**Activity**
When a line below contains the word "what", copy that line.
Start of Entries shown
PR #3248, opened 2016-01-26
The ordering of providers was being saved incorrectly because 'enable…

sickraged:
…d' providers were simply being placed at the start of the provider priority list.


echel0n:
Enabled providers are always placed first so how does this correct that if anything it appears this will break the ordering, please elaborate more on your fix.

sickraged:
@echel0n what happens is that when providers are saved - the "lowest" priority active provider ends up at the front of the list because of the `providers_reordered.insert(0, curProvider)` call. This change fixes the issue by placing active providers in a separate list and then placing those ahead of inactive providers but with the ordering of the active providers maintained (as well as the ordering of the inactive providers).

PR #3249, opened 2016-02-04
Changed heading to match what the autoProcessTV.py is looking for

danjng:
Changed heading from sickrage to SiCKRAGE so that it matches what autoProcessTV.py is searching for in the lookups area.


echel0n:
PR merged into next version, thanks!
End of Entries shown
**Reply**
@echel0n what happens is that when providers are saved - the "lowest" priority active provider ends up at the front of the list because of the `providers_reordered.insert(0, curProvider)` call. This change fixes the issue by placing active providers in a separate list and then placing those ahead of inactive providers but with the ordering of the active providers maintained (as well as the ordering of the inactive providers).
Changed heading to match what the autoProcessTV.py is looking for
Changed heading from sickrage to SiCKRAGE so that it matches what autoProcessTV.py is searching for in the lookups area.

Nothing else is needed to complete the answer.